C’è una grande confusione cronologica nella mente degli studenti, anche universitari, e negli adulti, le quali lacune non verranno più verificate in un’interrogazione oppure in un compito scritto.
Ad aggravare il problema ci hanno pensato due fattori: il primo riguarda la cancellazione nella prima prova scritta dell’esame di maturità del 2019 della traccia storica considerata un vero e proprio spauracchio; il secondo è, nelle scuole secondarie superiori, la formazione di un ibrido mostruoso che si chiama “geostoria”, che (senza nulla togliere alla coniazione del termine dovuta a Fernand Braudel) non è né storia né geografia.
È una materia, “geostoria”, che svilisce e mortifica allo stesso tempo tutte e due le discipline annullandole e svuotandole del loro contenuto didattico ed epistemologico.
In realtà viene insegnata una materia “geostoria” che non esiste e i docenti sono costretti a fare i saltimbanchi per far capire agli alunni le connessioni storiche e geografiche che, magari, collegano due periodi completamente distanti nello spazio e nel tempo.
In siffatto modo vengono meno lo studio sia della storia (che inizia con la stanzialità dell’uomo) sia della geografia che colloca l’uomo nello spazio rendendolo un essere dinamico. Nel contempo si perde la memoria storica.
Riguardo alla geografia gli alunni ignorano confini, laghi, oceani (confondono gli oceani e i mari), i fiumi, i monti, non conoscono le capitali e le città più importanti di uno stato europeo e mondiale.
Un tempo si studiava la geografia con l’atlante e si obbligavano gli alunni a portarlo a scuola, oggi, invece usano Google Maps e non sanno nemmeno orientarsi nello spazio. Nell’era della tecnologia orientarsi è facilissimo, ma non si ha la cognizione dello spazio e dell’orientamento.
Sono queste le vere riforme che servono alla scuola: tutto il resto è palliativo o meglio un contorno vuoto di senso e di significato.
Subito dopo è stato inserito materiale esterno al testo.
PR #1822, opened 2021-11-21
Get dolfinx_jit_parameters.json location from envvar

matsievskiysv:
When running systemd service it's customary run it as a system user without home directory. In such a setup default JIT cache directory (`~/.cache/fenics`) cannot be created and user configuration file (`~/.config/dolfinx/dolfinx_jit_parameters.json`) cannot be set. This PR adds ability to override user configuration file location by `DOLFINX_JIT_PARAMETERS_FILE` environment variable.

### DIFF
--- a/python/dolfinx/jit.py
+++ b/python/dolfinx/jit.py
@@ -22,7 +22,7 @@ __all__ = ["ffcx_jit", "get_parameters"]
 DOLFINX_DEFAULT_JIT_PARAMETERS = {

Torniamo ad insegnare la vera geografia, quella che ha fatto appassionare molti studenti, quando un tempo i ragazzi si appassionavano a questa disciplina mentre oggi è diventata la “cenerentola delle materie”, quella più bistrattata, quella messa all’angolo perché ritenuta insignificante.
È urgente tornare ad insistere molto sulle conoscenze e fare in modo che gli studenti allarghino il più possibile gli orizzonti del sapere.
È necessario farlo perché quando i nostri studenti affrontano una prova di cultura generale cadono inesorabilmente, perché, appunto, non possiedono le conoscenze di base di tutte le discipline.
Hanno delle nozioni sporadiche, frammentate e, spesso, nei questionari a risposta chiusa rispondono a caso, tentando di indovinare la risposta giusta.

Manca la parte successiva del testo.